Re: [tied] Stative Verbs, or Perfect Tense

From: elmeras2000
Message: 36477
Date: 2005-02-25

--- In cybalist@yahoogroups.com, "P&G" <G&P@...> wrote:

> You're not alone. Some people (eg Szemerényi) hold on to the
traditional
> idea. But the new one gives some insights, explanations, and
understandings
> that may be worth sacrificing the old idea for.

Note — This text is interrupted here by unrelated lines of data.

PR #330, opened 2026-05-01
fix(birdnet+audio): sigmoid confidence, persist client ID, audio MIME, M32 source enum

### LINKED ISSUE #2: bug(mobile): header navigation renders twice on mobile

ArtemioPadilla:
## Summary
Fixes the BirdNET / audio-observation bugs the user surfaced:

### 1. Confidence card showed >100% (e.g. \"189%\")
BirdNET-Lite v2.4 emits raw logits, not probabilities. Apply \`sigmoid()\` before returning so the value lands in \`[0,1]\`. Also satisfies the \`identifications.confidence CHECK BETWEEN 0 AND 1\` schema constraint that would have rejected fix #2's insert.

### 2. Saved observations rendered as \"Unknown species\"
\`syncOne()\` was discarding the client's accepted identification and queueing the server-side cascade — but the cascade has no audio identifier (BirdNET is client-only), so \`public.identifications\` stayed empty forever. Now: when a client identification is present and accepted, persist it directly to \`public.identifications\` (\`is_primary: true\`) and skip the cascade. Server cascade still runs as backstop on persist failure.

### 3. Share page showed broken-image card instead of audio player
When \`MediaRecorder\` produces a Blob with empty \`type\` (notably iOS Safari), the save code's \`pf.file.type || 'application/octet-stream'\` yielded the generic MIME, and \`sync.ts\`'s prefix chain defaulted \`media_files.media_type\` to \`'photo'\`. The share page then rendered the audio URL as \`\` (broken icon) and the audio player div stayed hidden. Backfill MIME from \`pf.kind\` when \`pf.file.type\` is empty.

### 4. Schema source enum was missing 9 sources
Extends \`identifications.source\` CHECK from the original 5 server-cascade values to cover all real producers:
- **Server cascade** (kept): \`plantnet\`, \`claude_haiku\`, \`claude_sonnet\`, \`onnx_offline\`, \`human\`
- **Client-side identifiers**: \`birdnet_lite\`, \`onnx_efficientnet_lite0\`, \`camera_trap_megadetector\`, \`phi_vision\`
- **M32 multi-provider vision**: \`bedrock\`, \`openai\`, \`azure_openai\`, \`gemini\`, \`vertex_ai\` (matches the literals hardcoded in \`vision-provider.ts\`)

Idempotent \`DROP CONSTRAINT IF EXISTS\` + \`ADD CONSTRAINT\` migration appended to \`schema.sql\`.

## Known follow-ups (not in this PR)
- Existing rows mis-classified as \`media_type='photo'\` need manual fix or re-upload — code change only prevents new occurrences
- \`AnthropicProvider\` in \`vision-provider.ts\` hardcodes \`'claude_haiku'\` as source regardless of model; should switch on \`this.cred.model\`. Worth a follow-up issue
- Per-media-file BirdNET segments (currently only one identification per observation)

## Test plan
- [x] All 730 unit tests pass + typecheck clean
- [ ] \`make db-apply\` succeeds against an existing DB (idempotent DROP+ADD)
- [ ] After deploy: record bird call → BirdNET shows confidence ≤ 100%
- [ ] After deploy: save audio observation → \`/share/obs/?id=…\` shows audio player + spectrogram, identified species (not \"Unknown\"), reachable BirdNET segments overlay
- [ ] M32 multi-provider identifications (Bedrock / OpenAI / Vertex etc.) successfully persist instead of failing the CHECK constraint

### DIFF
--- a/docs/specs/infra/supabase-schema.sql
+++ b/docs/specs/infra/supabase-schema.sql
@@ -291,7 +291,10 @@ CREATE TABLE IF NOT EXISTS public.identifications (
   scientific_name text,                    -- denormalized, stored at ID time
   confidence      numeric CHECK (confidence BETWEEN 0 AND 1),
   source          text NOT NULL
-                  CHECK (source IN ('plantnet','claude_haiku','claude_sonnet','onnx_offline','human')),
+                  CHECK (source IN (
+                    'plantnet','claude_haiku','claude_sonnet','onnx_offline','human',
+                    'birdnet_lite','onnx_efficientnet_lite0','camera_trap_megadetector','phi_vision'
+                  )),
   raw_response    jsonb,                   -- full API response
   is_primary      boolean NOT NULL DEFAULT true,
   is_research_grade boolean DEFAULT false,
@@ -6636,3 +6639,19 @@ END;
 $$;
 
 GRANT EXECUTE ON FUNCTION public.merge_user_accounts(uuid, uuid, uuid, text) TO service_role;
+
+-- ═══════════════════════════════════════════════════════════════════════════
+-- Migration: extend identifications.source CHECK to cover client-side
+-- identifiers (BirdNET-Lite audio, EfficientNet-Lite0 images, MegaDetector
+-- camera-trap, Phi-3.5-vision). Without this, the sync layer's direct
+-- insert of a client identification (added 2026-05-01 to fix audio
+-- observations landing as "Unknown species") fails the CHECK constraint.
+-- ═══════════════════════════════════════════════════════════════════════════
+ALTER TABLE public.identifications
+  DROP CONSTRAINT IF EXISTS identifications_source_check;
+ALTER TABLE public.identifications
+  ADD CONSTRAINT identifications_source_check
+  CHECK (source IN (
+    'plantnet','claude_haiku','claude_sonnet','onnx_offline','human',
+    'birdnet_lite','onnx_efficientnet_lite0','camera_trap_megadetector','phi_vision'
+  ));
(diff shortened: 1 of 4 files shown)


Pamela-ruiz9 (approved):
LGTM ✅

Cuatro bugs reales de producción resueltos correctamente:

1. **Sigmoid fix** — logits crudos de BirdNET v2.4 → [0,1] antes de guardar. Necesario también para satisfacer el CHECK de la DB. ✅
2. **BirdNET identifications persistidas** — el cascade server-side no tiene BirdNET, por eso el nombre nunca aparecía. Persiste directo con is_primary:true cuando hay identificación cliente aceptada, cascade como fallback. Correcto. ✅
3. **MIME iOS Safari** — MediaRecorder con type vacío → fallback desde pf.kind. El bug del audio renderizando como imagen rota era el síntoma directo. ✅
4. **source enum expandido** — 9 fuentes reales que ya existían en el código pero no en el constraint. Migración idempotente. ✅

Follow-ups documentados en el PR body — buena práctica.

CI verde 7/7 ✅

Aprobado desde Nyx 🌙

PR #141, opened 2017-10-05
Payloads: added 42.zip

### LINKED ISSUE #140: To add: 42.zip
> The file contains 16 zipped files, which again contains 16 zipped files, which again contains 16 zipped files, which again contains 16 zipped, which again contains 16 zipped files, which contain 1 file, with the size of 4.3GB.
> 
> So, if you extract all files, you will most likely run out of space :-)

http://www.unforgettable.dk/

jsfleming:
Closes #140


danielmiessler:
Can you submit these as flat files that people can see? Downloading random zip files to their computer will freak people out.

Thanks!

PR #142, opened 2017-10-10
Files flagged as virus/malware

petermbenjamin:
First, thank you for all the effort that went into creating these lists & the work that goes into maintaining it.

I just wanted to report that Symantec Endpoint Protection (SEP) detects & blocks some files in this repo as malware or virus.

seclists-av

I have mitigated/worked around this problem locally by building a docker image with this repo baked in `/seclists/` path.

I have taken the liberty to contribute this as PR, if the project owner/contributors/maintainers think this contribution is worth it.

### DIFF
--- a/Dockerfile
+++ b/Dockerfile
@@ -1,0 +1,7 @@
+FROM alpine:latest
+LABEL maintainer "Peter Benjamin <petermbenjamin@gmail.com>"
+WORKDIR /seclists/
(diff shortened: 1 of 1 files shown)


danielmiessler:
I think this is super cool, but I think we need to think internally before we accept a docker image in the repo. But this is definitely innovative, and we might take it in soon.

Thank you!

PR #147, opened 2017-10-23
Add PHPSESSID in the list of session ids

ojhaujjwal:
The default session id name for PHP which is the most widely used server-side language is `PHPSESSID`.

http://php.net/manual/en/session.configuration.php#ini.session.name


g0tmi1k:
The location now is: `Miscellaneous/session-id.txt`

PR #149, opened 2017-10-30
Add a new dic from "'Something' Azul"

n3k00n3:
a simple dictionary found on the internet


caarlos0:
Hi there!

I work at ContaAzul!

Seems like you got those passwords from this [pastebin](https://pastebin.com/DwQchuPu)?

If yes, it doesn't seem to be from ContaAzul, since we don't have logins with CPF numbers (also the name says `blackside azul`)...

n3k00n3:
Yes dude, I found this pastbien, I didn't test it, So I really don't know if is ContaAzul... Thanks for you help I'll edit that.

PR #152, opened 2017-12-10
PHP base64 filter file read

jonaslejon:


g0tmi1k:
The location now is: `Fuzzing/XXE-Fuzzing.txt`

danielmiessler:
We're going to close this one based on no response, but feel free to re-submit! Thanks!

PR #156, opened 2017-12-21
Secure password list

sirx:
so everyone will be safe in the webs


ycwei982:
Why don't remove the whole `./Passwords` so hackers cannot get passwords

m1guelpf:
@sirx You're missing `hounter2` and `correct horse battery staple`

sirx:
Done, shame on me that I forgot those

danielmiessler:
Very cool, but I don't think anyone will actually use them!

PR #157, opened 2017-12-22
Delete all passwords

ycwei982:
So hackers cannot hack anymore. SECURES THE WORLD


mchorse:
Do hackers even need those passwords? 🤔

hinell:
@mchorse After this PR they surely won't. 😅

aisbaa:
Is it Aprils fools day? :laughing:

Jan200101:
@hang333 why are you so hostile towards this PR?
It will save million accounts from being stolen

maxex0000:
Don't use any password then hackers can't hack your password.

PR #159, opened 2017-12-27
Add mostsecure.pw most secure password

grandemk:
Test the most secure password of the world.
Please use this list carefully as using it might change the most secure password of the world and I don't want to update it all the time.

See https://mostsecure.pw

### DIFF
--- a/Passwords/mostsecure
+++ b/Passwords/mostsecure
@@ -1,0 +1,1 @@
+H4!b5at+kWls-8yh4Guq


grandemk:
Love this thread to be honest :)

Made me laugh when I realized the website only ever give one password. Would have been better if it had been dolphin. Might be a subject for a petition.

(Disclaimer: that's not my website or anything)

g0tmi1k:
Could I suggest, if you are going to add it, in the filename, add in the source?
`Passwords/mostsecure.pw.txt`

danielmiessler:
Agree with g0tmi1lk. Some context would be great. Cool idea though!

danielmiessler:
We're going to close this one based on no response, but feel free to re-submit! Thanks!

PR #160, opened 2017-12-28
Fix typo in /Pattern_Matching/README

g7r:


g0tmi1k:
The location now is `Pattern-Matching/README.md`
...and this is included in #180

PR #170, opened 2018-02-13
remove my password to make me unhackable

lduck11007:


elijahcruz12:
billybob may not be safe, but hey, at least we have billybob1.

g0tmi1k:
<feeds-the-troll>
The location is now `Passwords/CommonCreds/10-million-password-list-top-10000.txt`
...also missed: `Passwords/CommonCreds/10-million-password-list-top-100000.txt` & `Passwords/CommonCreds/10-million-password-list-top-1000000.txt`
</feeds-the-troll>

...and if #180 is accepted, it will alter again `/CommonCreds/` -> `/Common-Credentials/`.

danielmiessler:
It was funny the 37th time, but not the 97th. : )

Seriously though, if everyone removed stuff of theirs or stuff that's common, we'd not have much left over.

👍

PR #174, opened 2018-02-20
Added POTUS Twitter password just to mess with him

jhsware:
Do not listen to people who call it a FAKE PASSWORD. This is the most secure password in the universe. But now he can't use it anymore. Karma 😈


jhsware:
@kaj Wouldn't moving it to line 70 feel even more appropriate?

PR #1055, opened 2021-11-22
Properly canonicalize nested if-then-else constructs

WardBrian:
Probably should have caught this during #1008 or #1003: `--print-canonical` currently breaks the way that `--auto-format` wants to do nested `if () ... else if () ...` style statements. 

#### Submission Checklist

- [x] Run unit tests
- Documentation

## Release notes

Ensure the canonicalizer properly prints nested if-else statements.

## Copyright and Licensing


src/frontend/Canonicalize.ml
```diff
@@ -141,9 +141,9 @@ and keep_parens {expr; emeta} =
 
 let parens_lval = map_lval_with no_parens ident
 
-let stmt_to_block ({stmt; smeta} : typed_statement) : typed_statement =
+let stmt_to_block ({stmt; smeta} as s : typed_statement) : typed_statement =
   match stmt with
-  | Block _ -> {stmt; smeta}
+  | Block _ -> s
```
nhuurre, line 146: If you're going to change this then don't bother destructuring `{stmt;smeta}`, just use `s.stmt` and `s.smeta` where appropriate.

nhuurre (approved):
Looks good, just one optional comment.

src/frontend/Canonicalize.ml
WardBrian: Reverted this, initially I was doing more in stmt_to_block

WardBrian:
@nhuurre updated to also recognize instances where an Else contains a block which is only an IfThanElse. Makes it so cases like


```stan
if (...) {
... 
} else {
  if (...) {} else {}
}
```

also get formatted as `else if` when canonicalized

nhuurre:
Kind of nice but also I'm not sure; can the block be used to group comments or something? We don't remove empty blocks or skip statements.

If you remove one block then what about nested blocks?
```stan
if (...) {
... 
} else {
  {
    if (...) {} else {}
    }
  }
}
```

WardBrian:
That code won't have the blocks removed

As for comments, the following two snippets would both get formatted to the third

```stan

model {
    if (N>5) {y ~ std_normal();}
    else // test
      //test 2
      if(N>5) //test 3
       y ~ std_normal();
    else if (N>5) y ~ std_normal();

}
```

```stan
model {
    if (N>5) {y ~ std_normal();}
    else { // test
      //test 2
      if(N>5) //test 3
       y ~ std_normal();
    else if (N>5) y ~ std_normal();
    }
}
```

result:
```stan
model {
  if (N > 5) {
    y ~ std_normal();
  }
  // test
  //test 2
  else if (N > 5) {
    //test 3
    y ~ std_normal();
  } else if (N > 5) {
    y ~ std_normal();
  }
}
```

So I don't believe that local blocks currently work for grouping comments, at least not when there is only an IfThenElse inside them

nhuurre (approved):
Sounds reasonable.

Issue #990, opened 2021-10-04
Improve pretty-printing of strangely placed comments


WardBrian:
The example models contain this model in BPA/Ch.06/M0.stan:

```stan
data {
  int<lower=0> M;               // Size of augumented data set
  int<lower=0> T;               // Number of sampling occasions
  int<lower=0,upper=1> y[M, T]; // Capture-history matrix
}

transformed data {
  int<lower=0> s[M];            // Totals in each row
  int<lower=0> C;               // Size of observed data set

  C = 0;
  for (i in 1:M) {
    s[i] = sum(y[i]);
    if (s[i] > 0)
      C = C + 1;
  }
}

parameters {
  real<lower=0,upper=1> omega;  // Inclusion probability
  real<lower=0,upper=1> p;      // Detection probability
}

model {
  // Priors are imlicitly defined;
  //  omega ~ uniform(0, 1);
  //  p ~ uniform(0, 1);

  // Likelihood
  for (i in 1:M)
    if (s[i] > 0)
      // z[i] == 1
      target += bernoulli_lpmf(1 | omega)
              + binomial_lpmf(s[i] | T, p);
    else // s[i] == 0
      target += log_sum_exp( bernoulli_lpmf(1 | omega)   // z[i] == 1
                             + binomial_lpmf(0 | T, p),
                             bernoulli_lpmf(0 | omega)); // z[i] == 0
}

generated quantities {
  // prob present given never detected
  real omega_nd = (omega * (1 - p)^T) / (omega * (1 - p)^T + (1 - omega));
  int<lower=C, upper=M> N = C + binomial_rng(M - C, omega_nd);
}
```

The new one, if I understand this correctly to mean the assessment
of the perfect as the expression of a state rather than an action,
is not *very* new. It is what Chantraine and Renou found for Homeric
Greek and Vedic in the 1920's, and it is already in Delbrück's
syntax volumes from the 1880's.

Still, I am not convinced that the "state" interpretation is the
full story. It may be the full story about the *origin* of the
perfect, but is it the full story of the state of affairs in the IE
protolanguage? Can it really be just by coincidence that the perfect
so often ends up being a past-tense form? It is its normal fate in
Germanic, Celtic, Italic, Albanian, Tocharian, and even Anatolian. I
do not find examples of past-tense forms derivable from perfects in
Balto-Slavic or Armenian, but that could reflect some other
standardization.

The testimony of Anatolian is important here: The old endings of the
perfect are continued in the past of the hi-conjugation, not in its
present which was marked by the addition of *-i on the pattern of
forms like *-mi : *-m of the mi-conjugation.

I think this indicates that the perfect of normal action verbs
already had a strong functional affinity with past tense in PIE.
What is completed is now in the past.